My Diary. By Chris Charlton, age 27 and a half.
Friday, February 25, 2011: DAY ZERO
Arbitrary 3DS excitement rating: 8/10
Exciting times, exciting times. Tomorrow is the big day — the launch of the Nintendo 3DS. It's the first console I've actually pre-ordered to buy on day one since the PlayStation 2, which is more a damning indictment of my financial status at the time of other console launches (or testament to cooler heads prevailing) than anything else. As is always the case with hardware launches, the Internet shall explode tomorrow in a deluge of unboxing videos, pictures of midnight lines, and 'Is it good or is it crap?' so-called features.
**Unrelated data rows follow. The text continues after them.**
PR #7311, opened 2024-02-01
Too much indentation in Page Components View

### LINKED ISSUE #7291: Too much indentation in Page Components View
When root node is not collapsible there should be less indentation in the PCV:
image

ashklianko:
#7291

### DIFF
--- a/modules/lib/src/main/resources/assets/js/app/wizard/PageComponentsTreeGrid.ts
+++ b/modules/lib/src/main/resources/assets/js/app/wizard/PageComponentsTreeGrid.ts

This isn't quite one of those; it's a week-one diary designed to chronicle my first few days' thoughts and to give a broader impression than immediate pieces can convey. That and the Bic Camera store I have my preorder with doesn't open until 10 a.m. tomorrow, and I've work in the morning, so nyet. Will I maintain my high level of excitement for the device throughout the week? Will the buyer's remorse kick in by Wednesday? Read on!
In the meantime, quick turns on demo units have vindicated my decision to pick up Super Street Fighter 4 with the device. Professor Layton and the Miracle Mask looks very pretty, but my barely functional Japanese isn't up to task. Famitsu, meanwhile, would have me get Nintendogs Plus Cats with the console after giving it the highest launch lineup score of 38/40, but then they gave genital warts 38 in their social disease round-up issue, so who knows.
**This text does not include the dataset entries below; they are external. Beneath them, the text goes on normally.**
PR #7319, opened 2024-02-02
InspectionsPanel: don't enable 'Apply' button until changes made #7315

### LINKED ISSUE #7315: Disable "Apply" button in the Inspections panel when there are no changes to apply
Currently the button is always enabled, no matter if any changes to the page state present

ashklianko:


ashklianko:
To be checked after https://github.com/enonic/app-contentstudio/pull/7318

alansemenov (approved):
Looking good but we need tests

PR #7399, opened 2024-03-04
Split AiAssistant config #7398

### LINKED ISSUE #7398: Split AiAssistant config
* Setup config with data like service URL must be passsed upon dialog creation, as it is required for other parts of the AiAssistant to work properly.
* Non-critical data, that may be updated, e.g. user name, must be passed via event and updated when dialog opened.

edloidas:


modules/lib/src/main/resources/assets/js/app/wizard/ContentWizardToolbar.ts
```diff
@@ -140,7 +141,12 @@ export class ContentWizardToolbar
 
         const aiAssistantContainer = new DivEl('ai-assistant-container');
         this.addElement(aiAssistantContainer);
-        AI.renderLaunchButton(aiAssistantContainer.getHTMLElement());
+
+        const config: EnonicAiSetupData = {
```
ashklianko: 'config' variable name creates ambiguity with EnonicAiConfigData, could use 'setupData' or similar

ashklianko (approved):

PR #7459, opened 2024-03-21
Move button opening AI Assitant to the right bottom corner #7454

### LINKED ISSUE #7454: Move button opening AI Assitant to the right bottom corner
Should be here:
image

ashklianko:


ashklianko:
Requires https://github.com/enonic/app-saga/pull/160

alansemenov (approved):

edloidas:
IMHO, bottom right action button is actually a cancer of Google material design.
The button came from mobile-first idea, where that button located next to big finger in ugly Google apps. Then it disappeared as quickly as appeared. The location of the button is not "most logical", but rather "most annoying". It takes up more space than it needs and than it could.

I highly recommend returning it to where the rest of the active elements are located between the pages. 
The argument that it will be difficult to find stops working immediately after the first click and is corrected by the initial presentation.

ashklianko:
@edloidas what is your thought on the most suitable place for this button then? Same as it was before?

ashklianko:
Leaving the button as it is until a better spot is found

Saturday, February 26, 2011: DAY ONE
Arbitrary 3DS excitement rating: 10/10
6:00 a.m.
As I rapidly type before heading into work for the morning, I'm reminded of November 24, 2000 and the 17-year-old me picking up his U.K., day-one PlayStation 2 from Electronics Boutique (when it still was called that) in Cambridge. The shop had opened at midnight; I was there at half-past eight to pick the machine up before school. I asked the bleary-eyed assistant whether there'd been many people on hand at the dawning of this brave, new, video-gaming era. "Just a couple," came the drowsy and somewhat surly reply. Not the frenzied excitement of Oxford Circus then.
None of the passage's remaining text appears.